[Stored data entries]
--------------------------------
PR #2075, opened 2015-08-06
Bible - decoding html entities, changed template group, fixed source url

### LINKED ISSUE #2055: Bible: HTML encoding in API response
The instant answer for hosea 11:9 shows some mojobake:

I cannot carry out my fierce anger! I cannot totally destroy Ephraim! Because I am God, and not man &#8211; the Holy One among you &#8211; I will not come in wrath! 

------
IA Page:  http://duck.co/ia/view/bible

iambibhas:
Fixes #2055.

screenshot from 2015-08-06 18 49 13


moollaza:
@iambibhas thanks a lot! I was testing with some random values and came across a result the wad "[[EMPTY]]". So it looks like we need to add a check for that:

matthew_23_14_at_duckduckgo

iambibhas:
@moollaza I was thinking about an empty string case. Didn't think it'll appear like this though.`[[EMPTY]]`!!

iambibhas:
@moollaza can I use [`.trim()`](https://developer.mozilla.org/en-US/docs/Web/JavaScript/Reference/Global_Objects/String/trim)? It's supported from IE9.

moollaza:
>can I use .trim()? It's supported from IE9.

Should be OK. We're dropping support for IE8. jQuery offers a trim fn though.

iambibhas:
@moollaza this should be good to go.

jagtalon:
Looks good!

jagtalon:
:+1:

PR #2079, opened 2015-08-07
Lastfm - added relevancy block, stop words and tests

### LINKED ISSUE #2050: Last.fm Artist: Add relevancy block to require description for results
Currently the query "apple watch bands" triggers this IA and shows a pretty useless result as the "band" has no picture or description.

- https://duckduckgo.com/?q=apple+watch+bands&ia=music
- https://duckduckgo.com/?q=bands+of+the+80%27s&ia=music

We should add a relevancy block and use it to ensure any potential result has a description.

We may also need to set `/watch bands?/` as a negative trigger by checking the query against that and bailing if it matches.

------
IA Page:  http://duck.co/ia/view/lastfm_artist

iambibhas:
Fixes #2050.

 - Added relevancy block to ensure that artist description is available
 - Added stop words `/watch bands?/`
 - Added tests, there were none.

**Bug Found:** While the spice has code for showing similar artists, it doesn't implement the method to show them. `ddg_spice_lastfm_artist_similar` callback method is called for any `similar artist` queries, but it's not implemented. Hence the query fails with a JS error. 

    Uncaught ReferenceError: ddg_spice_lastfm_artist_similar is not defined

/cc @jagtalon: Am I missing something?

### DIFF
--- a/lib/DDG/Spice/Lastfm/Artist.pm
+++ b/lib/DDG/Spice/Lastfm/Artist.pm
@@ -26,6 +26,10 @@ triggers any => 'similar', 'band', 'bands', 'musician', 'musicians', 'artist', '
 handle query_lc => sub {
     my $synonyms = "bands?|musicians?|players?|artists?|performers?|singers?|rappers?|djs?|vocalists?|songsters?";
 
+    #Ignore Queries like "apple watch bands"
+    if(m{watch\ bands?}) {
+        return;
+    }
     #Queries like "bands similar to incubus" or "artists similar ben folds"
     if(m{(?:$synonyms)\s+similar\s+(?:to\s+)?(\S+(?:\s+\S+)*)}) {
         return $1, 'similar';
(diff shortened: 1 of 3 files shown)


moollaza:
> Bug Found: While the spice has code for showing similar artists, it doesn't implement the method to show them. ddg_spice_lastfm_artist_similar callback method is called for any similar artist queries, but it's not implemented. Hence the query fails with a JS error. 

@iambibhas that's definitely a bug that should be fixed!

jagtalon:
@iambibhas looks good! Hmm the similar artists view might need a separate PR and input from @abeyang because it might need some design love. Can you disable the calling of ddg_spice_lastfm_artist_similar for the mean time?

iambibhas:
@jagtalon sure. For that I'll have to disable some trigger and some tests and comment some parts of the code though. We can implement the similar view after this one.

jagtalon:
@iambibhas thanks!

iambibhas:
@jagtalon removed the trigger `similar` for now.

jagtalon:
@iambibhas thanks for disabling that endpoint! :+1:

PR #2080, opened 2015-08-08
RandWord - moved to randomWords endpoint, moar triggers

### LINKED ISSUE #2062: RandWord: Allow "random words", use `randomWords` API endpoint
Right now the Rand Word Spice only returns a single, random word. We don't show anything for queries like "random words" or "5 random words", etc.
--------------------------------
Exercise requirements -
An exact, complete copy of the lines above from the one with "thanks a lot!" through the one with "Found:** While the" is the whole answer.

Output for this task -
@iambibhas thanks a lot! I was testing with some random values and came across a result the wad "[[EMPTY]]". So it looks like we need to add a check for that:

matthew_23_14_at_duckduckgo

iambibhas:
@moollaza I was thinking about an empty string case. Didn't think it'll appear like this though.`[[EMPTY]]`!!

iambibhas:
@moollaza can I use [`.trim()`](https://developer.mozilla.org/en-US/docs/Web/JavaScript/Reference/Global_Objects/String/trim)? It's supported from IE9.

moollaza:
>can I use .trim()? It's supported from IE9.

Should be OK. We're dropping support for IE8. jQuery offers a trim fn though.

iambibhas:
@moollaza this should be good to go.

jagtalon:
Looks good!

jagtalon:
:+1:

PR #2079, opened 2015-08-07
Lastfm - added relevancy block, stop words and tests

### LINKED ISSUE #2050: Last.fm Artist: Add relevancy block to require description for results
Currently the query "apple watch bands" triggers this IA and shows a pretty useless result as the "band" has no picture or description.

- https://duckduckgo.com/?q=apple+watch+bands&ia=music
- https://duckduckgo.com/?q=bands+of+the+80%27s&ia=music

We should add a relevancy block and use it to ensure any potential result has a description.

We may also need to set `/watch bands?/` as a negative trigger by checking the query against that and bailing if it matches.

------
IA Page:  http://duck.co/ia/view/lastfm_artist

iambibhas:
Fixes #2050.

 - Added relevancy block to ensure that artist description is available
 - Added stop words `/watch bands?/`
 - Added tests, there were none.

**Bug Found:** While the spice has code for showing similar artists, it doesn't implement the method to show them. `ddg_spice_lastfm_artist_similar` callback method is called for any `similar artist` queries, but it's not implemented. Hence the query fails with a JS error. 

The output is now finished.